I was very vulnerable and a co-worker got closer to me.. He became a close friend and, eventually, fell in love with me. I was astounded! I was not looking for that kind of relationship with him.. He was even married and 10 years older than me! I was shocked... but, stil.... it happened. We kissed and we had a little kind of affair. I never thought I would cheat on my boyfriend, I believe in loyalty.. it just happened. I was very suicidal and depressed and I guess I needed someone to stand by me... 

Eitherway, I never told my boyfriend about this. Should I?

Our relationship moved on (and I stopped dating the co-worker)... We were stable once again.. but, no sex. About a year and a half ago, he went to work abroad.. So now we only see each other a few days about every 3 months.. less chances of sex. However it happened about once or twice per year in average.. last time was past october.

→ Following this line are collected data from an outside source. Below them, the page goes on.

PR #1139, opened 2026-08-23
Turn federated MCP policy into an implementable design contract

danieljhkim:
## Task

[ORB-11009](https://orbit-cli.com/tasks/ORB-11009) — Turn federated MCP policy into an implementable design contract

## Problem
[ORB-11008] recorded the federated multi-host MCP *policy* (one namespace, live descriptors, fail-closed routing, no replica protocol) inside host-registry and remote-access vision. That is not an implementable contract. The five-point policy is still right; the write-up is missing the mechanism, contradicts mcp-bridge, and leaves the control-plane vs execute split unresolved.

## Why It Matters
A later implementation task will otherwise invent a second ownership model, key selectors on renameable `host_id`, and either violate mcp-bridge's "no relay" invariant or ship a mux the corpus still forbids.

## Constraints / Notes
This is proposed design only. Do not change runtime code. Keep current v1 behavior clearly labelled as current. Copy `docs/design/_templates` into a new feature folder `docs/design/federated-mcp/` (lowercase, hyphenated, singular). Owner: `grok`. Status: `Draft`. Cite [ORB-11008] as prior policy and this task as the implementable contract. Follow `docs/design/CONVENTIONS.md` (numbered docs, required sections, glossary, spec, Task References).

Do **not** invent a second ownership model. Map new nouns onto existing host-registry catalog roles: owner checkout = control-plane authority for that workspace's coordination; replica checkout = execution binding. The gateway does not become a fleet inventory; destinations are operator-configured MCP/SSH remotes.

Required contract (must appear in the new spec, not only as vision prose):

1. **Mux, not fleet registry.** The federated surface is a mux in front of already-configured destinations. It is not a host-registry evolution, not a new fleet inventory, and not automatic owner discovery. Direct SSH stdio to one chosen host remains v1.
2. **Selector identity.** The opaque host-qualified selector is keyed by stable `machine_id` (`hm_…`), not renameable `host_id`. Example form: `hm_<id>/ws_orbit`. Callers treat it as opaque. The gateway must not reinterpret it against its own local catalog. Ambiguous destination means two configured destinations share a `machine_id`, or the token is not uniquely host-qualified.
3. **Capabilities vs authority.** `capabilities` distinguish at least `control_plane` and `execute`. Destination-host Core refuses the other class; the gateway may advertise but does not enforce by rewriting destinations. Split "mutations": destination host is authoritative for runs, logs, and scheduler state; the declared control-plane authority is authoritative for task issuance and the coordination store (which may later be cloud-offloaded). Do not lump those as one "mutations" blob. If a caller routes `orbit_task_add` to an execution-binding host, the destination refuses with a named error; the gateway must not silently send it to the owner instead (no implicit failover).
4. **mcp-bridge invariant exception.** Rewrite mcp-bridge vision §5 so this mux is in, while automatic owner discovery, replication, relays-as-product, and fleet placement stay out. State that the mux replaces v1 "byte-transparent / no Orbit process relays onward" *for the federated namespace only*. v1 2_design current-behavior text stays; do not claim the mux is implemented.
5. **List schema and health.** Federated `orbit_workspace_list` is session-unbound (must not require a workspace selector). Result is additive on today's fields (`id`, `name`, `ship_mode`, …) plus `selector`, `host`, `machine_id`, host-reachability, workspace checkout-health, and `capabilities`. Do not overload one `health` field with SSH reachability and repo-root presence. A down/unreachable host is **included** with an explicit unreachable/unhealthy projection, not omitted (omission makes every later call a stale-route surprise). Tool-not-advertised-on-this-host is a distinct error from unknown-selector.
6. **Fail-closed classes stay:** unknown, unreachable, unhealthy, ambiguous, stale-route. No local fallback, no "same `ws_*` on another box", no default workspace, no cached host-local runtime.
7. **Non-goals stay:** no task/store replication, synchronization, quorum election, competing authorities, implicit failover, or silent merging of host-local state.
8. **Corpus placement.** New folder is the home of the contract (overview, design labelled proposed/not shipped, vision open questions, decisions, glossary, `specs/federated-workspace-mcp.md`). Thin host-registry and remote-access vision to short cross-links; do not keep three copies of the five-point list. Add a CONVENTIONS.md ownership-table row for `federated-mcp` / grok. mcp-session-context vision may note that addressing may become host-qualified; do not change its v1 overview claims.

Open questions that belong in vision, not fake-resolved: transport authentication, selector expiry, health freshness, cloud coordination-store details.

## Risks
- Wording that claims current v1 already federates.
- Selector examples that use `orbit-linux/…` (renameable `host_id`).
- Leaving mcp-bridge §5 as "multi-host routing is a separate product".
- Creating new ownership vocabulary that ignores owner/replica.

### Acceptance Criteria

- docs/design/federated-mcp/ exists with numbered docs, glossary, and specs/federated-workspace-mcp.md, copied from docs/design/_templates, status Draft, owner grok, citing this task and [ORB-11008].
- The spec states the gateway is a mux of operator-configured destinations, not a fleet registry, and that selectors are keyed by machine_id (hm_*) not renameable host_id.
- The spec splits capabilities into at least control_plane vs execute, maps them onto existing owner vs replica checkout roles, and states the destination refuses the other class with a named error and no implicit failover to the owner.
- The spec splits authority: destination host for runs/logs/scheduler; declared control-plane for task issuance and the coordination store. "Mutations" is not one blob.
- Federated orbit_workspace_list is specified as session-unbound, additive on current list fields, with separate host-reachability and checkout-health, including unreachable hosts rather than omitting them, and a distinct tool-not-on-this-host error.
- mcp-bridge/3_vision.md §5 admits this mux as an explicit exception to v1 no-relay/byte-transparent rules for the federated namespace only, and still excludes owner discovery, replication, and fleet placement.
- host-registry and remote-access vision/decision prose no longer host the full contract; they cross-link to federated-mcp. CONVENTIONS.md lists the new feature. mcp-bridge 2_design and other v1 current-behavior docs still describe v1 only.
- make docs-index, make ci-fast, and make ci-lint pass from the Orbit repository. No runtime/code changes.

## Execution Summary

<details>

Outcome: success
Changes:
- Created `docs/design/federated-mcp/` from `_templates` (overview, design labelled proposed/not shipped, vision, decisions, glossary, `specs/federated-workspace-mcp.md`). Owner `grok`, status Draft. Cites [ORB-11009] and [ORB-11008].
- Spec states: mux of operator-configured destinations (not a fleet registry); selectors keyed by `machine_id` (`hm_…/ws_*`); capabilities `control_plane`/`execute` mapped onto owner/replica; destination Core refuses the other class with `capability_refused` and no implicit failover; authority split (destination host: runs/logs/scheduler; control-plane: task issuance and coordination store); federated `orbit_workspace_list` session-unbound, additive, separate host-reachability vs checkout-health, includes unreachable hosts; distinct `tool_not_on_this_host`.
- mcp-bridge vision §5 admits the mux as a federated-namespace-only exception to v1 no-relay/byte-transparent rules; owner discovery, replication, fleet placement stay out. `2_design.md` still describes v1 only.
- Thinned host-registry and remote-access vision/decision prose to cross-links. CONVENTIONS.md ownership row for `federated-mcp` / grok. mcp-session-context vision notes host-qualified addressing may come later.
- Unlisted files touched (and reserved via context_files): `dir:docs/design/federated-mcp` (new contract home), `file:docs/INDEX.md` (intended regenerate; see sandbox note).
Assessment: Contract is implementable without inventing a second ownership model or claiming v1 already federates. Open questions (transport auth, selector expiry, health freshness, cloud store) remain in vision.

Strategic decisions:
- Mapped new nouns onto existing owner/replica roles rather than new vocabulary.
- Named error identities in the spec (`unknown_selector`, `unreachable_destination`, `unhealthy_checkout`, `ambiguous_destination`, `stale_route`, `tool_not_on_this_host`, `capability_refused`).

Design weaknesses / risks:
- Severity: low. `docs/INDEX.md` could not gain a Federated MCP row because `git add` failed (`index.lock`: Read-only file system); `generate-doc-indexes.sh` only lists versioned files. Mitigation: unrestricted CI / commit step should `git add` the new folder and rerun `make docs-index`.
- Severity: low. Capability advertisement vs destination refuse can diverge until an implementation defines advertisement freshness (left in vision).

Validation:
- `make docs-index`: passed (INDEX unchanged; new folder untracked).
- `make ci-fast`: passed.
- `make ci-lint`: passed.
- No runtime/code changes.

Friction checkpoint: none filed. Semantic search had no embeddings (non-blocking skip). Git-index EPERM is a sandbox denial, recorded above.

</details>

## Validation

- Not reported

## Branch Freshness

- Head ref: `orbit/ORB-11009-6a8b559a`
- Behind base: 0
- Ahead of base: 1

*authored by: grok*

### DIFF
--- a/docs/design/federated-mcp/1_overview.md
+++ b/docs/design/federated-mcp/1_overview.md
@@ -1,0 +1,53 @@
+---
+title: Federated MCP — Overview
+owner: grok
+last_updated: 2026-08-23
+last_validated: 2026-08-23
+status: Draft
+feature: federated-mcp
+doc_role: overview
+type: design
+summary: Proposed mux that presents one MCP namespace over operator-configured destinations, keyed by machine_id, without becoming a fleet registry.
+tags: [federated-mcp, mcp, host-registry, multi-host]
+paths: ["crates/orbit-mcp/**", "crates/orbit-registry/**", "crates/orbit-core/**"]
+related_features: [federated-mcp, host-registry, mcp-bridge, remote-access, mcp-session-context]
+related_artifacts: [ORB-11009, ORB-11008]
+---
+
+# Federated MCP — Overview
+
+Federated MCP is a proposed caller-facing mux: one Orbit MCP namespace in front of operator-configured destinations (MCP or SSH remotes already chosen by the operator). It is not current v1 behavior, not a host-registry evolution, and not a fleet inventory. Direct SSH stdio to one chosen host remains the implemented remote path. [ORB-11008] recorded the policy; this folder is the implementable contract from [ORB-11009].
+
+## 1. Motivation
+
+A later implementation will otherwise invent a second ownership model, key selectors on renameable `host_id`, or ship a relay that mcp-bridge still forbids. The five-point policy in [ORB-11008] is still right; it was not a routing contract. This feature names the mux, the selector, the capability/authority split, the list schema, and the mcp-bridge exception so implementation cannot guess them.
+
+## 2. Core Concepts
+
+- **Mux, not registry.** Destinations are operator-configured remotes. The gateway does not discover owners, register a fleet, or reinterpret a selector against its own local catalog.
+- **Host-qualified selector.** Opaque addressing token keyed by stable `machine_id` (`hm_…`), for example `hm_<id>/ws_orbit`. Not a path, URL, authorization credential, or renameable `host_id`.
+- **Capabilities vs authority.** `control_plane` and `execute` map onto existing host-registry owner and replica checkout roles. The destination Core refuses the other class; the gateway does not rewrite or fail over.
+- **Split mutations.** The destination host is authoritative for runs, logs, and scheduler state. The declared control-plane authority is authoritative for task issuance and the coordination store.
+- **Live descriptors, fail closed.** Federated `orbit_workspace_list` is session-unbound and includes unreachable hosts. Unknown, unreachable, unhealthy, ambiguous, and stale routes fail explicitly.
+
+Full definitions live in [references/glossary.md](./references/glossary.md). The prescriptive contract is [specs/federated-workspace-mcp.md](./specs/federated-workspace-mcp.md).
+
+## 3. At a Glance
+
+| Concern | File | Task |
+|---------|------|------|
+| Mux vs fleet registry; selector identity; list schema; fail-closed errors | [specs/federated-workspace-mcp.md](./specs/federated-workspace-mcp.md) | [ORB-11009] |
+| Proposed mechanism (not shipped) | [2_design.md](./2_design.md) | [ORB-11009] |
+| Open questions (auth, expiry, freshness, cloud store) | [3_vision.md](./3_vision.md) | [ORB-11009] |
+| Standing rules and rejected alternatives | [4_decisions.md](./4_decisions.md) | [ORB-11009] |
+| Prior policy (five-point list) | [host-registry/3_vision.md](../host-registry/3_vision.md) (cross-link only) | [ORB-11008] |
+| v1 no-relay / byte-transparent current behavior | [mcp-bridge/2_design.md](../mcp-bridge/2_design.md) | — |
+| Federated-namespace exception to that v1 rule | [mcp-bridge/3_vision.md](../mcp-bridge/3_vision.md) §5 | [ORB-11009] |
+| Owner vs replica catalog roles | [host-registry/2_design.md](../host-registry/2_design.md) | — |
+
+## Task References
+
+- [ORB-11008] — recorded the federated multi-host MCP policy inside host-registry and remote-access vision
+- [ORB-11009] — turns that policy into this implementable design contract
+
+> Resolve any task above with `orbit task show <ID>` or `git log --grep=<ID>`.
--- a/docs/design/federated-mcp/2_design.md
+++ b/docs/design/federated-mcp/2_design.md
@@ -1,0 +1,115 @@
+---
+title: Federated MCP — Design
+owner: grok
+last_updated: 2026-08-23
+last_validated: 2026-08-23
+status: Draft
+feature: federated-mcp
+doc_role: design
+type: design
+summary: Proposed (not shipped) federated MCP mux, selector, capability split, list schema, and fail-closed routing. V1 current behavior stays in mcp-bridge.
+tags: [federated-mcp, mcp, host-registry, multi-host]
+paths: ["crates/orbit-mcp/**", "crates/orbit-registry/**", "crates/orbit-core/**"]
+related_features: [federated-mcp, host-registry, mcp-bridge, remote-access, mcp-session-context]
+related_artifacts: [ORB-11009, ORB-11008]
+---
+
+# Federated MCP — Design
+
+This document describes the **proposed** federated MCP surface. It is not implemented. Current v1 behavior — one chosen destination, byte-transparent direct SSH stdio, no Orbit process relaying onward — remains [mcp-bridge 2_design.md](../mcp-bridge/2_design.md). Do not read the sections below as live runtime.
+
+The prescriptive invariants live in [specs/federated-workspace-mcp.md](./specs/federated-workspace-mcp.md). This file explains how those pieces fit.
+
+## 1. Operator-configured destinations
+
+The gateway is a mux in front of destinations the operator already configured (MCP remotes or SSH stdio targets). It does not:
+
+- grow host-registry into a fleet inventory;
+- auto-discover the owner checkout of a repository;
+- place work, elect a leader, or pick a healthy substitute.
+
+Direct SSH stdio to one chosen host remains the v1 remote path and is unchanged by this proposal. A caller that does not use the federated namespace never hits the mux.
+
+## 2. Host-qualified selector
+
+Every workspace-scoped federated call carries an opaque host-qualified selector. The token is addressing data. Callers treat it as opaque. The gateway must not reinterpret it against its own local catalog.
+
+The stable key is `machine_id` (`hm_…`), not renameable `host_id`. Example form: `hm_<id>/ws_orbit`. A display host name such as `orbit-linux/ws_orbit` is not a valid selector.
+
+The destination is ambiguous when two configured destinations share a `machine_id`, or when the token is not uniquely host-qualified (a bare `ws_*` is not enough). Ambiguous tokens fail; they are not disambiguated by local catalog, cwd, or session default.
+
+## 3. Capabilities mapped onto owner and replica
+
+This feature does not invent a second ownership model. Host-registry already distinguishes:
+
+- **owner checkout** — local checkout whose logical `owner_machine_id` equals this machine;
+- **replica checkout** — local checkout that names another machine as the logical owner.
+
+Those roles map onto capability classes:
+
+| Catalog role | Capability class | Meaning |
+|---|---|---|
+| Owner checkout | `control_plane` (and typically also `execute`) | Control-plane authority for that workspace's coordination; the canonical checkout can also run |
+| Replica checkout | `execute` | Execution binding only |
+
+A destination Core that does not hold a class **refuses** tools of that class with a named error (`capability_refused`). The gateway may advertise the destination's capabilities; it does not enforce by rewriting the destination or failing over to the owner.
+
+If a caller routes `orbit_task_add` to an execution-binding host, that destination refuses. The gateway must not silently send the call to the owner.
+
+## 4. Split authority — "mutations" is not one blob
+
+Routing changes where a call is delivered; it does not move authority.
+
+- **Destination host** is authoritative for **runs, logs, and scheduler state** on that host.
+- **Declared control-plane authority** is authoritative for **task issuance and the coordination store**. That store may later be cloud-offloaded; that is an open question, not a hidden replica protocol.
+
+Do not lump those as one "mutations" blob. A replica can accept execute-class work against its own run/log/scheduler state and must still refuse control-plane task issuance.
+
+`orbit_workspace_list` (federated) is an aggregate of live descriptors, not an aggregate task or store query.
+
+## 5. Federated workspace list
+
+Federated `orbit_workspace_list` is **session-unbound**: it must not require a workspace selector. The result is **additive** on today's v1 list fields (`id`, `name`, `ship_mode`, `owner_machine_id`, `git_remote`, `base_branch`, `status`, timestamps) plus:
+
+- `selector` — opaque host-qualified route token;
+- `host` — destination display identity (`host_id`, renameable, display only);
+- `machine_id` — destination stable identity;
+- host-reachability — SSH/MCP reachability of the configured destination;
+- workspace checkout-health — repo-root presence at that destination, the same narrow rule as host-registry;
+- `capabilities` — classes the destination currently advertises for that workspace.
+
+Do not overload one `health` field with both SSH reachability and repo-root presence. A down or unreachable host is **included** with an explicit unreachable/unhealthy projection, not omitted. Omission makes every later call a stale-route surprise.
+
+## 6. Fail-closed routing
+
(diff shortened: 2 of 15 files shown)


docs/design/federated-mcp/specs/federated-workspace-mcp.md
```diff
@@ -0,0 +1,125 @@
...
+
+## Selector identity
+
+1. The opaque host-qualified selector is keyed by stable `machine_id` (`hm_…`), not renameable `host_id`.
+2. Example form: `hm_<id>/ws_orbit`. Callers treat the token as opaque. Display names such as `orbit-linux/ws_orbit` are not selectors.
+3. The selector is addressing data, not a path, URL, logical-only workspace ID, or authorization credential. Possession of a selector is not authorization.
+4. Every workspace-scoped federated tool accepts the selector. The gateway routes that call to the encoded destination.
+5. **Ambiguous destination** means either (a) two configured destinations share a `machine_id`, or (b) the token is not uniquely host-qualified. Both fail as `ambiguous_destination`.
+
+## Capabilities vs checkout roles
```
danieljhkim, line 37: **No rule assigns tools to capability classes.**

This section names `capability_refused` for "the other class", but the only tool ever classified anywhere in the folder is `orbit_task_add`. There is no predicate an implementer can apply to the rest of the surface — and the tool registry is large.

This is the single biggest hole relative to the stated purpose ("implementation cannot guess them"). An implementer reaching this spec still has to invent the classification, which means the first implementation *becomes* the contract.

Suggest either an explicit rule (e.g. "task issuance and coordination-store writes are `control_plane`; everything touching runs, logs, and scheduler state is `execute`; discovery is unclassified") or a named per-tool field that a follow-up task must populate before implementation starts.

docs/design/federated-mcp/specs/federated-workspace-mcp.md
```diff
@@ -0,0 +1,125 @@
...
+
+Capabilities distinguish at least `control_plane` and `execute`. They map onto existing host-registry catalog roles; do not invent a parallel ownership vocabulary.
+
+| Catalog role (v1) | Advertised capabilities | Destination Core |
+|---|---|---|
+| Owner checkout | `control_plane`; typically also `execute` | Control-plane authority for that workspace's coordination. Refuses `execute`-class tools only when it does not advertise `execute` (for example a future control-plane-only store). |
```
danieljhkim, line 43: **"typically also `execute`" is not implementable in a prescriptive spec,** and the refusal rule here is circular with `2_design.md`.

This row makes *advertisement* the input to refusal ("Refuses `execute`-class tools only when it does not advertise `execute`"), while `2_design.md §8` says advertisement can lag the destination Core and that the destination refusal is the correctness boundary. Advertisement can't be both the authority and the shadow of it.

Pick one: either the destination's local catalog role determines the class and advertisement is a hint, or advertisement is normative and the freshness rule moves out of `3_vision.md` into this spec.

Separately — `owner_machine_id` is `Option<String>` in v1 (`crates/orbit-types/src/workspace/registry.rs:47`; legacy standalone registries may omit it). A workspace with no owner identity has no defined capability class under this table. Worth stating that it can't advertise `control_plane`, or that it's excluded from federation entirely.

docs/design/federated-mcp/specs/federated-workspace-mcp.md
```diff
@@ -0,0 +1,125 @@
...
+| Task issuance and the coordination store | **Declared control-plane authority** for that workspace (the owner checkout today; may later be cloud-offloaded) |
+
+Do not specify a single "mutations" permission that covers both columns. A replica may accept execute-class work against its own runs/logs/scheduler and must still refuse task issuance.
+
+Federated `orbit_workspace_list` is an aggregate of live descriptors, not an aggregate task or store query.
+
+## Federated `orbit_workspace_list`
+
+1. **Session-unbound.** The tool must not require a workspace selector. Session/initialize workspace metadata is not an input and not a filter.
+2. **Additive.** Each descriptor keeps today's v1 workspace fields (`id`, `name`, `ship_mode`, `owner_machine_id`, `git_remote`, `base_branch`, `status`, `created_at`, `updated_at`) and adds:
```
danieljhkim, line 66: **"Additive" glosses a response-shape change, and skips the v1 filter.**

Two things this understates:

1. v1 `orbit.workspace.list` returns `{"machine_id": …, "workspaces": [...]}` with `machine_id` on the *envelope* (`crates/orbit-mcp/src/remote/discovery.rs:76`). The federated form moves `machine_id` onto each descriptor. That's a shape change, not purely additive — worth saying so explicitly so an implementer doesn't ship both.
2. v1 filters to `status == Active` **and** locally-checked-out (`discovery.rs:64-76`). The spec never says whether the federated list inherits that filter per destination. That sits awkwardly beside rule 4 ("include unreachable hosts, don't omit them") — an inactive-but-configured workspace is exactly the case where omission produces the stale-route surprise this section is trying to prevent.

docs/design/federated-mcp/specs/federated-workspace-mcp.md
```diff
@@ -0,0 +1,125 @@
...
+4. **Include unreachable hosts.** A down or unreachable configured destination appears with an explicit unreachable (and, if checkout cannot be probed, unknown/unhealthy) projection. **Do not omit it.** Omission makes every later call a stale-route surprise.
+5. v1 `orbit.workspace.list` on a single accepting machine is unchanged: it remains machine-local and is documented in mcp-bridge / host-registry current-behavior docs.
+
+## Fail-closed routing
+
+The gateway delivers a workspace-scoped federated call to the destination encoded in the selector. It does not fall back to a local workspace, another host with a matching `ws_*`, a default workspace, or a cached host-local runtime.
+
+| Class | Error identity | When |
+|---|---|---|
+| unknown | `unknown_selector` | Token does not name a configured destination+workspace |
```
danieljhkim, line 87: **The error classes overlap, and there's no precedence rule.**

- `ambiguous_destination` case (b) — "token not uniquely host-qualified", e.g. a bare `ws_*` — is malformed input, and overlaps `unknown_selector`.
- `ambiguous_destination` case (a) — two configured destinations sharing a `machine_id` — is a configuration-load failure, not a per-call routing outcome. Surfacing it on every call hides an operator error that's detectable once, at config load.
- `stale_route` and `unknown_selector` both cover "destination is configured, workspace isn't there."

Nothing here says which error wins when a route is simultaneously unreachable and stale, or unreachable and capability-refused (both of which are undecidable without reaching the host). A caller-facing taxonomy this precise needs an explicit precedence order.

Also: `unhealthy_checkout` is a routing class whose input freshness is deferred to `3_vision.md` Q3. Either state that routing decides on live delivery rather than cached list health, or the fail-closed guarantee is only as strong as an undefined probe cadence.

docs/design/federated-mcp/specs/federated-workspace-mcp.md
```diff
@@ -0,0 +1,125 @@
...
+Still excluded (not implied by the exception):
+
+- automatic owner discovery;
+- replication of tasks or stores;
+- relays-as-product (a general Orbit relay outside the federated namespace);
+- fleet placement.
+
+See [mcp-bridge 3_vision.md §5](../../mcp-bridge/3_vision.md).
+
+## Non-goals
```
danieljhkim, line 110: **"Competing authorities" is a non-goal the contract can neither enforce nor detect.**

Owner role is validated *purely machine-locally* (`crates/orbit-registry/src/workspace_registry/catalog.rs:542`) — the checks confirm the local checkout's declared role against the local registry's `owner_machine_id`, and nothing more. Two hosts can each declare `Owner` for the same repository without contradiction. Worse, independently-inited checkouts carry different `ws_*` logical IDs, so the mux cannot even observe the collision; detecting it would need exactly the fleet discovery this design forbids.

So the non-goal is unenforceable by construction. That's fine — but the spec should say so rather than leave it implied:

- single control-plane per repository is an **operator configuration responsibility**, not a mux invariant;
- the one signal that would expose a violation is matching `git_remote` across destinations with differing `owner_machine_id`;
- the mux does not check it, and a violation surfaces as two independent control planes, not an error.

docs/design/federated-mcp/1_overview.md
```diff
@@ -0,0 +1,53 @@
...
+
+## 3. At a Glance
+
+| Concern | File | Task |
+|---------|------|------|
+| Mux vs fleet registry; selector identity; list schema; fail-closed errors | [specs/federated-workspace-mcp.md](./specs/federated-workspace-mcp.md) | [ORB-11009] |
+| Proposed mechanism (not shipped) | [2_design.md](./2_design.md) | [ORB-11009] |
+| Open questions (auth, expiry, freshness, cloud store) | [3_vision.md](./3_vision.md) | [ORB-11009] |
+| Standing rules and rejected alternatives | [4_decisions.md](./4_decisions.md) | [ORB-11009] |
+| Prior policy (five-point list) | [host-registry/3_vision.md](../host-registry/3_vision.md) (cross-link only) | [ORB-11008] |
```
danieljhkim, line 43: **This row points at content this PR deleted.**

`host-registry/3_vision.md` no longer contains the five-point list — this PR removed the whole "Proposed federated workspace MCP surface" section from it, and the replacement text says outright that the vision "does not restate the mux, selector, capability split, or list schema."

So "Prior policy (five-point list)" now resolves to nothing. Either drop the row, or relabel it to what that file actually is now (a cross-link and standing constraint).

docs/design/federated-mcp/2_design.md
```diff
@@ -0,0 +1,115 @@
...
+
+The gateway is a mux in front of destinations the operator already configured (MCP remotes or SSH stdio targets). It does not:
+
+- grow host-registry into a fleet inventory;
+- auto-discover the owner checkout of a repository;
+- place work, elect a leader, or pick a healthy substitute.
+
+Direct SSH stdio to one chosen host remains the v1 remote path and is unchanged by this proposal. A caller that does not use the federated namespace never hits the mux.
+
+## 2. Host-qualified selector
```
danieljhkim, line 33: **"Opaque" and the pinned form contradict each other.**

This section fixes the encoding (`hm_<id>/ws_orbit`), rules out `orbit-linux/ws_orbit` as invalid, and calls the token opaque — while `4_decisions.md` tells humans to copy `machine_id` out of the list to construct one. A client author can't tell from this whether parsing the token is legal.

If the form is normative, it isn't opaque; if it's opaque, the gateway can change the encoding and the examples are illustrative only. "Structured, caller-uninterpreted" is the phrasing that actually matches the intent — callers must not *depend* on the structure, but the encoding is specified.

danieljhkim (commented):
## Review

Structurally right, and it does the job it was created for: mux-not-registry, `machine_id` keying, the authority split, unreachable hosts included, and an mcp-bridge §5 exception scoped to the federated namespace only. Convention compliance is clean, and thinning host-registry / remote-access to cross-links is the correct call.

Two things before this lands.

### Blocker — `make ci-fast` fails on this branch

The execution summary reports "make ci-fast: passed". It doesn't. Checked out at `f6e62ee`:

```
$ ./scripts/generate-doc-indexes.sh --check
error: docs/INDEX.md is stale; run scripts/generate-doc-indexes.sh
```

`ci-fast` runs `./scripts/generate-doc-indexes.sh --check` (`Makefile:116`), and the generator gates every file on `git ls-files --error-unmatch` (`scripts/generate-doc-indexes.sh:120`) — so it skipped the new folder while it was untracked in the sandbox. Once the files are committed, the check sees them. This is the one line that's missing:

```
| [Federated MCP](./design/federated-mcp/1_overview.md) | Proposed mux that presents one MCP namespace over operator-configured destinations, keyed by machine_id, without becoming a fleet registry. | Draft | grok |
```

### Design gaps

Inline below. The two that matter most are **no rule assigning tools to capability classes** and **competing control-plane authorities being a non-goal the contract can neither enforce nor detect** — both are exactly the "implementation invents it" failure this task exists to prevent. The rest are consistency fixes.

A few months ago another co-worker and I got really fond of each other.. He began thinking of me in a certain way, but he was in a relationship too. He was even living together with his girlfriend for 3 years. One day, we had a moment of affection and that really changed us... He broke up with his girlfriend, because he said he had felt with me something much stronger than he ever did. I was commited not to have another affair... I couldn't let that happen! Not again! Yet... we kissed! But this time, I fell in love with him, trully... I love him. Yes, we made love. Lots of times. I almost thought I didn't like sex anymore.. but with this guy... I had feelings I never had before.

Now he is in pain. My boyfriend is here and the other guy doesn't like (obviously) being the other. He's suffering a lot, because he doesn't believe I'll ever leave my current relationship inspite all of our feelings...

What shall I do? We've been a couple for 7 years.. Should I release him too so he may have a "normal with-sex" relationship? If I don't want to make love to him, what does it mean? Isn't he a man like any other, like my other guy? Why do I reject him when I tries to touch me? My other guy is even bald and phisically less fit (yeah... a bit fat), while by bf has blue eyes and is thin and athletic.. So, technically he sould be more attractive to me!

Should I break up with him? Would it be fear to continue this.. I don't deserve him anymore, I cheated him twice and made love to another man!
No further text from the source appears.